## WORK INSTRUCTIONS
From the data that follows, copy every line holding the string "SVGPoints".

## SUPPLIED RECORDS
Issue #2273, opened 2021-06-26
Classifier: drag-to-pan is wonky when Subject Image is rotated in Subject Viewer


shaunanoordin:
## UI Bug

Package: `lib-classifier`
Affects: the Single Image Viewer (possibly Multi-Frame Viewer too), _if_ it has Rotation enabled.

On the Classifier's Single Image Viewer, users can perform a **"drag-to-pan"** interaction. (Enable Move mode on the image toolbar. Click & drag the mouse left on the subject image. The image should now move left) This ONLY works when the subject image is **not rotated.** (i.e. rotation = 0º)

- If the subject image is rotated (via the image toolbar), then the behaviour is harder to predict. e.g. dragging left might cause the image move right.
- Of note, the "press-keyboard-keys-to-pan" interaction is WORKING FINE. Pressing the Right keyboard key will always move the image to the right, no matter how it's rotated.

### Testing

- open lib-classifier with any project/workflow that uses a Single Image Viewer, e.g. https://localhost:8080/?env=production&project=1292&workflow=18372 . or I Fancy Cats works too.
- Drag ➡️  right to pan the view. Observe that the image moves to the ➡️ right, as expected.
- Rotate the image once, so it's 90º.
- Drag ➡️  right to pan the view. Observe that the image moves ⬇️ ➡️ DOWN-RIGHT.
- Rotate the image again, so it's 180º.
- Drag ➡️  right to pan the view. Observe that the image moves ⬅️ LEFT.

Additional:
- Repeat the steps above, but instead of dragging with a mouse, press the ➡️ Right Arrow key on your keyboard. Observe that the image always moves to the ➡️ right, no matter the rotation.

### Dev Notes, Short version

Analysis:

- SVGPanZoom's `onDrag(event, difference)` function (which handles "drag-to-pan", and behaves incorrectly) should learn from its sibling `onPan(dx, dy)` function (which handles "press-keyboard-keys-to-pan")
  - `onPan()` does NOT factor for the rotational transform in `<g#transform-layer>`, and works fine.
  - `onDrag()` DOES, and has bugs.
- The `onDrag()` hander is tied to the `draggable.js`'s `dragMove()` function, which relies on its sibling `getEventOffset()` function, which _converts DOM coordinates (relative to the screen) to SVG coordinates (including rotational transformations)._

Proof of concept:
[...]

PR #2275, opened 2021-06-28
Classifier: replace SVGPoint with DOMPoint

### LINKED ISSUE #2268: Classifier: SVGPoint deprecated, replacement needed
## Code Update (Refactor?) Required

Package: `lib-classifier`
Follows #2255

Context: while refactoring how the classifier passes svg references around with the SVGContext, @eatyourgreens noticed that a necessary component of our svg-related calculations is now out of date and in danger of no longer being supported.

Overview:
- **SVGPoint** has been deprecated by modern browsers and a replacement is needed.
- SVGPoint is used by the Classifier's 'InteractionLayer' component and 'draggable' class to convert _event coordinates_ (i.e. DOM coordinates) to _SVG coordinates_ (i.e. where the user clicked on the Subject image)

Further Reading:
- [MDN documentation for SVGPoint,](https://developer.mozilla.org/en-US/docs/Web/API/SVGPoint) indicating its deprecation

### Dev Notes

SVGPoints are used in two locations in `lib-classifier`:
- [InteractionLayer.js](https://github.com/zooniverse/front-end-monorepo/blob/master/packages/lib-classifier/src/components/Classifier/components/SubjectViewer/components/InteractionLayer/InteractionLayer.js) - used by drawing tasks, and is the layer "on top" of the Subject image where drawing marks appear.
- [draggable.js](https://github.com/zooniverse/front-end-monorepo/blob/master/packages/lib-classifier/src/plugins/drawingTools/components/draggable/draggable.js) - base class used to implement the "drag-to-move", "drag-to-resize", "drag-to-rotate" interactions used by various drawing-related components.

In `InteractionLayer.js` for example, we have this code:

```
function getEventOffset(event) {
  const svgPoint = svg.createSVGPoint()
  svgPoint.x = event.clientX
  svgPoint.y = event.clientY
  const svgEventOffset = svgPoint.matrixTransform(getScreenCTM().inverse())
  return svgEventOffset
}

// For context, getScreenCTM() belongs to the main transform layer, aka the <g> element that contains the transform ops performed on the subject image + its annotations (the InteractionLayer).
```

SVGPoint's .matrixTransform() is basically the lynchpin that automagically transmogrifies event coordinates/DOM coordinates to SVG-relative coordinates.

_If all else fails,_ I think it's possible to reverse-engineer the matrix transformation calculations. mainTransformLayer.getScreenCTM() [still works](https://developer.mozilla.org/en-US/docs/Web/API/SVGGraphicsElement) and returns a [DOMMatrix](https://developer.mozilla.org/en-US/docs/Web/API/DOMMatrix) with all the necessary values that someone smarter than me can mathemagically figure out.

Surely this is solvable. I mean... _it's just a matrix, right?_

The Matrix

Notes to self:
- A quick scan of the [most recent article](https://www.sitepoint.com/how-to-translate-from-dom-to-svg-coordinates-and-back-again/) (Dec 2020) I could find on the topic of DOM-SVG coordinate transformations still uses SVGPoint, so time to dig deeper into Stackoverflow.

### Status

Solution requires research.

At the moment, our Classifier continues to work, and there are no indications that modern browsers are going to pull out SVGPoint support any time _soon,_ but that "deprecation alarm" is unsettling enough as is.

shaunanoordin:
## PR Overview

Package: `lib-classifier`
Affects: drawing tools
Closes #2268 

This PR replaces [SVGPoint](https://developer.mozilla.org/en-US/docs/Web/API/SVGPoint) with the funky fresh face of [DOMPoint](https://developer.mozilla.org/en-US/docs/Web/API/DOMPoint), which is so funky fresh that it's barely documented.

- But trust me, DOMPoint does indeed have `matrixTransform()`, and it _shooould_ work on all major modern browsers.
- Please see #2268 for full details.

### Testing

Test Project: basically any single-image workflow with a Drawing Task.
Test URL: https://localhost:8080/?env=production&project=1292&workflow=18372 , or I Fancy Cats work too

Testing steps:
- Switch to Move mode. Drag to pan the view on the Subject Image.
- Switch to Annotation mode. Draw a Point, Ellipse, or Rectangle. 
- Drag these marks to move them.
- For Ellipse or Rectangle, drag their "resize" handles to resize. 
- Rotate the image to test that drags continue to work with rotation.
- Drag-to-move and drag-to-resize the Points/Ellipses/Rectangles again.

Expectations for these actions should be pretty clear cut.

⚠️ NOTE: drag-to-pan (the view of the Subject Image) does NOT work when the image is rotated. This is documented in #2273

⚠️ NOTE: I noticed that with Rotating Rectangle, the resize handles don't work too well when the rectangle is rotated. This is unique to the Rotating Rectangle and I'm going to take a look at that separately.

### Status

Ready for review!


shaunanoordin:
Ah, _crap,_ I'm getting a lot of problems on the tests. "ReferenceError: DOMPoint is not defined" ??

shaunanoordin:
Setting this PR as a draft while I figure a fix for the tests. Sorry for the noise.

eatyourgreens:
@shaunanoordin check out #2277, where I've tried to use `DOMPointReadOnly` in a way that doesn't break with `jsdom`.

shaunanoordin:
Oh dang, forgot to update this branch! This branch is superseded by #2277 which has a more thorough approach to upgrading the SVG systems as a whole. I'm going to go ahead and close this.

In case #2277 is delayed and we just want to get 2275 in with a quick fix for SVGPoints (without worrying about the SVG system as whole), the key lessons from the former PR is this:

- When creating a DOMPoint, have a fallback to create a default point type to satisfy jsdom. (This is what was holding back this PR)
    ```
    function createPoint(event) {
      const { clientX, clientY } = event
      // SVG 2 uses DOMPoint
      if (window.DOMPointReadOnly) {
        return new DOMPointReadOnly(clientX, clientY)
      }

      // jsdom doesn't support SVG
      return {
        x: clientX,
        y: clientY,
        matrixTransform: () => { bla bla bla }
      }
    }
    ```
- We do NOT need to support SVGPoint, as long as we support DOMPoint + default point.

## SOLUTION FOR THIS PROBLEM
SVGPoints are used in two locations in `lib-classifier`:
In case #2277 is delayed and we just want to get 2275 in with a quick fix for SVGPoints (without worrying about the SVG system as whole), the key lessons from the former PR is this:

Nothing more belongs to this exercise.